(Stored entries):
◇ ◇ ◇ ◇ ◇
PR #3475, opened 2026-08-16
chore(server): drop the node-minted JWT and challenge wire types

chefsale:
## Summary

`JwtTokenRequest`, `JwtRefreshRequest`, `NodeChallenge` and `NodeChallengeMessage` date from when the node minted its own JWTs and signed login challenges. Authentication moved out to the `mero-auth` service, which has its own DTOs on its own router; the node server only *verifies* bearer tokens (`crates/server/src/auth.rs`) and never issues them.

**−110 lines, single file.**

## The tightest island in the audit

All **eleven** references are inside the file that defines them:

```
$ grep -rn 'JwtTokenRequest|JwtRefreshRequest|NodeChallenge' . --exclude-dir=.git --exclude-dir=target
crates/server/primitives/src/admin/mod.rs:602   pub struct JwtTokenRequest
crates/server/primitives/src/admin/mod.rs:607   impl JwtTokenRequest
crates/server/primitives/src/admin/mod.rs:620   pub struct JwtRefreshRequest
crates/server/primitives/src/admin/mod.rs:627   pub struct NodeChallenge
crates/server/primitives/src/admin/mod.rs:629       pub message: NodeChallengeMessage
crates/server/primitives/src/admin/mod.rs:633   impl NodeChallenge
crates/server/primitives/src/admin/mod.rs:635       pub const fn new(...)
crates/server/primitives/src/admin/mod.rs:646   pub struct NodeChallengeMessage
crates/server/primitives/src/admin/mod.rs:652   impl NodeChallengeMessage
crates/server/primitives/src/admin/mod.rs:1229  impl Validate for JwtTokenRequest
crates/server/primitives/src/admin/mod.rs:1252  impl Validate for JwtRefreshRequest
```

Four struct definitions, three `::new` impls, one field reference (`NodeChallenge` flattens `NodeChallengeMessage`), and two `Validate` impls. Nothing outside that file — not a route, not a handler, not a test, not even an `AGENTS.md` line. Most islands in this sweep had at least a doc echo; this one has nothing.

**Anchors proven absent:** no `token`/`refresh`/`challenge`/`login`/`jwt` path among the entries in `endpoints.json`, no matching `.route(` in `crates/server/src`, and `crates/auth` — the only thing that could plausibly want them — does not reference them at all.

## What made it look alive

The two `Validate` impls contain real logic, not stubs: a 128-byte cap and an empty check on `executor_public_key`, and a 4096-byte cap on `refresh_token`. A reader skimming the file sees working validation. But nothing constructs either request, so the impls and the types they guard are equally unreachable — the "trait impls as the whole point" trap.

## What looks similar but is alive

- **`calimero_client::JwtToken`** (`crates/client/src/storage.rs`) is a different type in a different crate, and is what `calimero-client-py` wraps. Untouched.
- **`crates/auth`** is the live authentication surface: `api/handlers/{auth,client_keys,root_keys}.rs` and `auth/token/jwt.rs`, with their own DTOs on their own router, plus a contract test. None of it imports from `calimero_server_primitives::admin`.
- **`crates/server/src/auth.rs`** is alive — the `AuthGuardService` verify side, mounted at four points. It consumes bearer tokens; it does not mint them.
- **`TeeAttestRequest`'s `Validate` impl sits between the two removed ones** in the same block and is routed at `POST /admin-api/tee/attest`. The dead impls are interleaved with a live one, which is why "the whole `Validate` block is stale" would have been the wrong conclusion.

## Verification

- `cargo check --workspace --all-targets` ✅
- `cargo fmt --check` ✅
- `cargo clippy --workspace --all-targets --features calimero-storage/testing -- -D warnings` ✅ exit 0
- `cargo test -p calimero-server-primitives --test wire_fixtures` ✅ 6/6 — unchanged, since no field on a live route was touched

Found with the `unreachable-subsystems` skill (#3438).

### DIFF
--- a/crates/server/primitives/src/admin/mod.rs
+++ b/crates/server/primitives/src/admin/mod.rs
@@ -596,70 +596,6 @@ impl GetPeersCountResponse {
     }
 }
 
-#[derive(Debug, Deserialize)]
-#[serde(rename_all = "camelCase")]
-#[non_exhaustive]
-pub struct JwtTokenRequest {
-    pub context_id: ContextId,
-    pub executor_public_key: String,
-}
-
-impl JwtTokenRequest {
-    #[must_use]
-    pub const fn new(context_id: ContextId, executor_public_key: String) -> Self {
-        Self {
-            context_id,
-            executor_public_key,
-        }
-    }
-}
-
-#[derive(Debug, Deserialize)]
-#[serde(rename_all = "camelCase")]
-#[non_exhaustive]
-pub struct JwtRefreshRequest {
-    pub refresh_token: String,
-}
-
-#[derive(Debug, Deserialize, Serialize)]
-#[serde(rename_all = "camelCase")]
-#[non_exhaustive]
-pub struct NodeChallenge {
-    #[serde(flatten)]
-    pub message: NodeChallengeMessage,
-    pub node_signature: String,
-}
-
-impl NodeChallenge {
-    #[must_use]
-    pub const fn new(message: NodeChallengeMessage, node_signature: String) -> Self {
-        Self {
-            message,
-            node_signature,
-        }
-    }
-}
-
-#[derive(Debug, Deserialize, Serialize)]
-#[serde(rename_all = "camelCase")]
-#[non_exhaustive]
-pub struct NodeChallengeMessage {
-    pub nonce: String,
-    pub context_id: Option<ContextId>,
-    pub timestamp: i64,
-}
-
-impl NodeChallengeMessage {
-    #[must_use]
-    pub const fn new(nonce: String, context_id: Option<ContextId>, timestamp: i64) -> Self {
-        Self {
-            nonce,
-            context_id,
-            timestamp,
-        }
-    }
-}
-
 #[derive(Clone, Copy, Debug, Deserialize, Serialize)]
 #[serde(rename_all = "camelCase")]
 pub struct SyncContextResponse {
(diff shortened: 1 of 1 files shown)


chefsale:
The four scenario failures were not from this PR — pushed fixes for them here since they block every e2e run, not just this one.

**merobox 0.6.54 shipped this morning (10:03) and now raises on a capture it cannot bind** instead of warning and continuing. This PR's run at 11:14 was the first to hit it; master's last e2e was yesterday at 20:16, so master is not yet known-red but would fail identically.

Each of the four was already broken — the failure simply had nowhere to surface:

| scenario | was | now |
| --- | --- | --- |
| `group-membership` | `group_info: data` | `groupId` |
| `group-join-via-inheritance` | `node1_key` from `create_namespace` | from `create_context` |
| `group-open-self-join-key-delivery` | `node1_key` from `create_namespace` | from `create_context` |
| `simple-sync` | `node1_key`/`node2_key` | removed — unused, one names a nonexistent field |

Two details worth recording:

- **`data` is not a field.** The envelope is unwrapped before the capture runs, so `get_group_info` offers `appKey, contextCount, defaultCapabilities, groupId, groupStateHash, memberCount, subgroupVisibility, targetApplicationId, upgradePolicy` directly.
- **`create_namespace` returns only `namespaceId`.** The two scenarios reading `memberPublicKey` from it never bound `node1_key`, then passed it as `executor_public_key` and asserted `is_set` on it — which *held*, because an unbound placeholder stays the literal string `{{node1_key}}` and that is non-empty. So the assertion designed to catch this was itself passing on the bug. The key comes from creating the context, which is where the capture now sits.

I also swept every scenario for the same two patterns; the only other `: data` hit is a method **argument** in `simple-store.yml` (`args: {key: test, value: data}`), not a capture.

The DTO removal this PR is actually about is unaffected: `check`, `clippy -D warnings`, `fmt` and the wire fixtures all pass.

chefsale:
Rebased onto master and dropped my scenario fixes — #3476 landed the same four independently while this was in review, and its version is better: `group-membership` got a real assertion (`{{group_info_id}} == {{subgroup_id}}`) where mine only kept `is_set`, which is the weak check that let the original bug hide.

This PR is now exactly what it says: **−110 lines, one file**, removing the four node-minted JWT/challenge DTOs and their two `Validate` impls. No scenario changes.

`check`, `fmt`, `clippy -D warnings` and the scenario-coverage gate all pass locally.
◇ ◇ ◇ ◇ ◇
(Work to complete):
Nothing should be dropped or changed, so repeat all of the entries exactly.

(Result of this exercise):
PR #3475, opened 2026-08-16
chore(server): drop the node-minted JWT and challenge wire types

chefsale:
## Summary

`JwtTokenRequest`, `JwtRefreshRequest`, `NodeChallenge` and `NodeChallengeMessage` date from when the node minted its own JWTs and signed login challenges. Authentication moved out to the `mero-auth` service, which has its own DTOs on its own router; the node server only *verifies* bearer tokens (`crates/server/src/auth.rs`) and never issues them.

**−110 lines, single file.**

## The tightest island in the audit

All **eleven** references are inside the file that defines them:

```
$ grep -rn 'JwtTokenRequest|JwtRefreshRequest|NodeChallenge' . --exclude-dir=.git --exclude-dir=target
crates/server/primitives/src/admin/mod.rs:602   pub struct JwtTokenRequest
crates/server/primitives/src/admin/mod.rs:607   impl JwtTokenRequest
crates/server/primitives/src/admin/mod.rs:620   pub struct JwtRefreshRequest
crates/server/primitives/src/admin/mod.rs:627   pub struct NodeChallenge
crates/server/primitives/src/admin/mod.rs:629       pub message: NodeChallengeMessage
crates/server/primitives/src/admin/mod.rs:633   impl NodeChallenge
crates/server/primitives/src/admin/mod.rs:635       pub const fn new(...)
crates/server/primitives/src/admin/mod.rs:646   pub struct NodeChallengeMessage
crates/server/primitives/src/admin/mod.rs:652   impl NodeChallengeMessage
crates/server/primitives/src/admin/mod.rs:1229  impl Validate for JwtTokenRequest
crates/server/primitives/src/admin/mod.rs:1252  impl Validate for JwtRefreshRequest
```

Four struct definitions, three `::new` impls, one field reference (`NodeChallenge` flattens `NodeChallengeMessage`), and two `Validate` impls. Nothing outside that file — not a route, not a handler, not a test, not even an `AGENTS.md` line. Most islands in this sweep had at least a doc echo; this one has nothing.

**Anchors proven absent:** no `token`/`refresh`/`challenge`/`login`/`jwt` path among the entries in `endpoints.json`, no matching `.route(` in `crates/server/src`, and `crates/auth` — the only thing that could plausibly want them — does not reference them at all.

## What made it look alive

The two `Validate` impls contain real logic, not stubs: a 128-byte cap and an empty check on `executor_public_key`, and a 4096-byte cap on `refresh_token`. A reader skimming the file sees working validation. But nothing constructs either request, so the impls and the types they guard are equally unreachable — the "trait impls as the whole point" trap.

## What looks similar but is alive

- **`calimero_client::JwtToken`** (`crates/client/src/storage.rs`) is a different type in a different crate, and is what `calimero-client-py` wraps. Untouched.
- **`crates/auth`** is the live authentication surface: `api/handlers/{auth,client_keys,root_keys}.rs` and `auth/token/jwt.rs`, with their own DTOs on their own router, plus a contract test. None of it imports from `calimero_server_primitives::admin`.
- **`crates/server/src/auth.rs`** is alive — the `AuthGuardService` verify side, mounted at four points. It consumes bearer tokens; it does not mint them.
- **`TeeAttestRequest`'s `Validate` impl sits between the two removed ones** in the same block and is routed at `POST /admin-api/tee/attest`. The dead impls are interleaved with a live one, which is why "the whole `Validate` block is stale" would have been the wrong conclusion.

## Verification

- `cargo check --workspace --all-targets` ✅
- `cargo fmt --check` ✅
- `cargo clippy --workspace --all-targets --features calimero-storage/testing -- -D warnings` ✅ exit 0
- `cargo test -p calimero-server-primitives --test wire_fixtures` ✅ 6/6 — unchanged, since no field on a live route was touched

Found with the `unreachable-subsystems` skill (#3438).

### DIFF
--- a/crates/server/primitives/src/admin/mod.rs
+++ b/crates/server/primitives/src/admin/mod.rs
@@ -596,70 +596,6 @@ impl GetPeersCountResponse {
     }
 }
 
-#[derive(Debug, Deserialize)]
-#[serde(rename_all = "camelCase")]
-#[non_exhaustive]
-pub struct JwtTokenRequest {
-    pub context_id: ContextId,
-    pub executor_public_key: String,
-}
-
-impl JwtTokenRequest {
-    #[must_use]
-    pub const fn new(context_id: ContextId, executor_public_key: String) -> Self {
-        Self {
-            context_id,
-            executor_public_key,
-        }
-    }
-}
-
-#[derive(Debug, Deserialize)]
-#[serde(rename_all = "camelCase")]
-#[non_exhaustive]
-pub struct JwtRefreshRequest {
-    pub refresh_token: String,
-}
-
-#[derive(Debug, Deserialize, Serialize)]
-#[serde(rename_all = "camelCase")]
-#[non_exhaustive]
-pub struct NodeChallenge {
-    #[serde(flatten)]
-    pub message: NodeChallengeMessage,
-    pub node_signature: String,
-}
-
-impl NodeChallenge {
-    #[must_use]
-    pub const fn new(message: NodeChallengeMessage, node_signature: String) -> Self {
-        Self {
-            message,
-            node_signature,
-        }
-    }
-}
-
-#[derive(Debug, Deserialize, Serialize)]
-#[serde(rename_all = "camelCase")]
-#[non_exhaustive]
-pub struct NodeChallengeMessage {
-    pub nonce: String,
-    pub context_id: Option<ContextId>,
-    pub timestamp: i64,
-}
-
-impl NodeChallengeMessage {
-    #[must_use]
-    pub const fn new(nonce: String, context_id: Option<ContextId>, timestamp: i64) -> Self {
-        Self {
-            nonce,
-            context_id,
-            timestamp,
-        }
-    }
-}
-
 #[derive(Clone, Copy, Debug, Deserialize, Serialize)]
 #[serde(rename_all = "camelCase")]
 pub struct SyncContextResponse {
(diff shortened: 1 of 1 files shown)


chefsale:
The four scenario failures were not from this PR — pushed fixes for them here since they block every e2e run, not just this one.

**merobox 0.6.54 shipped this morning (10:03) and now raises on a capture it cannot bind** instead of warning and continuing. This PR's run at 11:14 was the first to hit it; master's last e2e was yesterday at 20:16, so master is not yet known-red but would fail identically.

Each of the four was already broken — the failure simply had nowhere to surface:

| scenario | was | now |
| --- | --- | --- |
| `group-membership` | `group_info: data` | `groupId` |
| `group-join-via-inheritance` | `node1_key` from `create_namespace` | from `create_context` |
| `group-open-self-join-key-delivery` | `node1_key` from `create_namespace` | from `create_context` |
| `simple-sync` | `node1_key`/`node2_key` | removed — unused, one names a nonexistent field |

Two details worth recording:

- **`data` is not a field.** The envelope is unwrapped before the capture runs, so `get_group_info` offers `appKey, contextCount, defaultCapabilities, groupId, groupStateHash, memberCount, subgroupVisibility, targetApplicationId, upgradePolicy` directly.
- **`create_namespace` returns only `namespaceId`.** The two scenarios reading `memberPublicKey` from it never bound `node1_key`, then passed it as `executor_public_key` and asserted `is_set` on it — which *held*, because an unbound placeholder stays the literal string `{{node1_key}}` and that is non-empty. So the assertion designed to catch this was itself passing on the bug. The key comes from creating the context, which is where the capture now sits.

I also swept every scenario for the same two patterns; the only other `: data` hit is a method **argument** in `simple-store.yml` (`args: {key: test, value: data}`), not a capture.

The DTO removal this PR is actually about is unaffected: `check`, `clippy -D warnings`, `fmt` and the wire fixtures all pass.

chefsale:
Rebased onto master and dropped my scenario fixes — #3476 landed the same four independently while this was in review, and its version is better: `group-membership` got a real assertion (`{{group_info_id}} == {{subgroup_id}}`) where mine only kept `is_set`, which is the weak check that let the original bug hide.

This PR is now exactly what it says: **−110 lines, one file**, removing the four node-minted JWT/challenge DTOs and their two `Validate` impls. No scenario changes.

`check`, `fmt`, `clippy -D warnings` and the scenario-coverage gate all pass locally.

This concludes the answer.